Hold off on juice of any kind until at least after the first birthday, and ideally, closer to age two. The only liquids baby should be having prior to the first birthday is breast (human) milk, formula, or small amounts of water.


This tasty noodle pudding contains sugar and raisins and is best reserved for older toddlers and kids. While a taste of kugel won’t hurt baby, it’s best to hold off on sugar to give baby ample time to develop a palate for unsweetened foods and to chop raisins to reduce the risk of choking. Note that kugel often contains egg and egg is one of the most common allergens in babies.

Macaroon Cookies & Desserts

While not unsafe per se, macaroon cookies and coconut desserts are best held off until closer to age 2 to let baby develop a palate for unsweetened foods.
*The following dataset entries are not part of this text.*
PR #67, opened 2019-04-21
Ensure x_spider children don't return

### LINKED ISSUE #65: Duplicate xastir windows appeared
While testing some code changes I saw multiple xastir windows appear. The stdout output indicated that one copy started and at a certain point multiple copies were competing for network ports. I ultimately fixed the problem by killing some old xastir processes that were running even though there were no xastir windows.

I suspect something isn't handled well (in the network code?) where a fork happens and if there is an error (due to say something else having a port open) the forked copy returns to the "normal" control flow instead of behaving as a proper child and two copies show on the screen. This is pure speculation.

This also raises the question of why I had some old xastir processes hanging around with no windows open.

godfreja:
If the UDP x_spider server couldn't open any ports (such as due to
another xastir process having them open) the child would return to
the main control logic of xastir, leading to two copies of xastir
running and duplicate windows appearing. Add an exit(1) after the
call to UDP_Server() so this can't happen. This fixes #65.

The TCP server didn't use return, but I added an exit(1) after the
call to TCP_Server() just to be safe.

I also fixed some warnings on MacOS compiles. This helps with
issue #24.

### DIFF
--- a/src/x_spider.c
+++ b/src/x_spider.c
@@ -833,8 +833,11 @@ extern char *__progname, *__progname_full;
 #endif  // __linux__
 static char *LastArgv = ((void *)0);
 static char **local_environ;
+#ifdef __linux__
+#ifndef __LSB__
 static char *old_progname, *old_progname_full;
-
+#endif  // __LSB__
+#endif  // __linux__
 
 
 void clear_proc_title(void)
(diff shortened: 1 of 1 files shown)


tvrusso:
I had never before observed the double-window error of bug #65, but today I tried to make it happen by firing up Xastir (without this fix) on my Ubuntu box, enabling server ports, then deliberately killing the main Xastir process --- leaving the two server port processes as zombies.  When I fired up Xastir again, sure enough, it spewed error messages and put up two windows.

The same thing did NOT happen on my primary desktop machine, which spewed the errors but did not create a second window.  That is probably a window manager thing --- I run fvwm2 on the primary machine, and gnome desktop on the Ubuntu machine.

After pulling the fix branch to my laptop, the double-window thing no longer happens.

PR #68, opened 2019-04-21
Fixing compiler warnings

we7u:
Looks like I fixed compiler warnings for the three Linux Travis-CI builds but not the OSX build. It's a start!

### DIFF
--- a/.travis.yml
+++ b/.travis.yml
@@ -9,7 +9,7 @@ script:
 matrix:
   include:
     - os: linux
-      name: "Linux full featured with GraphicsMagick"
+      name: "Ubuntu 14.04 full-featured with GraphicsMagick"
       addons:
         apt:
           packages:
@@ -30,7 +30,7 @@ matrix:
             - gpsmanshp
     - os: linux
       dist: xenial
-      name: "Ubuntu 16.04 full featured with GraphicsMagick"
+      name: "Ubuntu 16.04 full-featured with GraphicsMagick"
       addons:
         apt:
           packages:
@@ -50,7 +50,7 @@ matrix:
             - gpsman
             - gpsmanshp
     - os: linux
-      name: "Linux light with ImageMagick"
+      name: "Ubuntu 14.04 light with ImageMagick"
       addons:
         apt:
           packages:
@@ -63,7 +63,7 @@ matrix:
             - libshp-dev
             - libmagickcore-dev
     - os: osx
-      name: "MacOS"
+      name: "OSX"
       addons:
         homebrew:
           packages:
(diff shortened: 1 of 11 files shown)


tvrusso:
The Mac OS X warnings in wx.c could easily be fixed by addressing the issue of comparing the pointer to a statically declared array to zero, which is always false and therefore pointless:

if ( (computed_gust > 0.0) || (weather->wx_gust != 0) )
{
   (print into wx_gust)
}

Because the wx_gust array is declared as     char    wx_gust[4] in database.h, this conditional means that the gust is ALWAYS being printed into wx_gust.

Removing the unnecessary compare would silence the remaining wx.c warnings.

tvrusso:
One more comment on the Mac OS X warnings in wx.c:  I just sifted through the history of database.h (which used to be called "db.h"), and wx_gust has been declared as "char wx_gust[4]" since the day the file was imported into CVS in 2002, as was at least one of the conditionals "if ( (computed_gust >0.0) || weather->wx_gust !=0)" --- meaning that since the dawn of time, this conditional has *always* been an unconditional.

So the right thing to do to avoid changing behavior is to remove the conditional altogether, which will silence the warning *AND* make sure we do what we have always done.

we7u:
Regarding wx_gust[]: Would that really be the correct way to fix it? Seems to me the intent was an && there instead of an ||. According to "git blame" it was either Chuck Byam or myself on those lines of code. I believe the intent was to make sure we weren't trying to write into a null pointer, so removing the second part of the condition looks like the correct fix. I'll do that.

we7u:
Updated. Ok to merge so we can get on to the next group (and probably fix some OSX ones later)?

tvrusso:
I was not sure that making it unconditional was the right fix, but it _is_ the thing that would make sure that no change in behavior would result.

I agree, it looks like it should have been the intent to use "&&" here instead of ||, in which case simply removing the condition restores it to the intended function.  However, if you go all the way back to the very first commit of wx.c (which was when it was imported into SF CVS in 2002, I think), there was already one line with the OR version in it --- the others look to have been cut/pasted from that original mistake.  That is, while it *may* have been the intent for it to behave this way, it NEVER has.

The one concern I had about simply removing the nugatory condition is that it suddenly makes it possible that computed_gust is zero, and then NOTHING gets written into the wx_gust string -- i.e. it'll wind up with old data.  

Since 2002, and probably long before, Xastir has always written the value of computed_gust into the string, whether it's zero or not.  So removing the condition *could* cause stale data to remain in there if we compute the gust to be 0.0.  I see nothing that would clear wx_gust out.

I also do not have any weather station that would exercise the computed_gust code, because the LaCrosse/Davis METEO code reads the gust from the device and doesn't compute it.

So, if you are comfortable correcting the logic error and changing the behavior, I'm OK with it, but you should make sure it's really what you want to do.

tvrusso:
If you are sure you want to change that wx_gust code the way you have, I have no other comments.  Merge the shiznit at your discretion.

we7u:
Now that you pointed out the zero issue I'm going to agree with you and remove the conditionals altogether.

Though a small taste won’t hurt (wink, wink).


Tzimmes, or sweetened vegetables, often contain honey, which is a no-go for babies. If you are making the dish at home and want to share with baby, omit the honey and any raisins or nuts.

Honey Cake

Honey can contain Clostridium botulinum, spores that can cause infant botulism, a rare but potentially fatal illness. Babies under 12 months of age are most at risk, so wait until after baby’s first birthday to introduce honey.

Salt Water

It is common at a Passover seder to have a small bowl or bowls of salt water to represent the tears of the enslaved in Egypt. Make sure baby doesn’t get their hands on this bowl as high levels of sodium can be dangerous in excessive amounts. With that said, you need not worry too much about the sodium in food for baby from this one holiday meal. But salt water is a no-go.

Smoked Salmon, Gravlax & Lox

While high in nutrients babies need, smoked salmon and cured salmon like gravlax and lox are not appropriate for babies as they are not fully cooked and exceedingly high in sodium.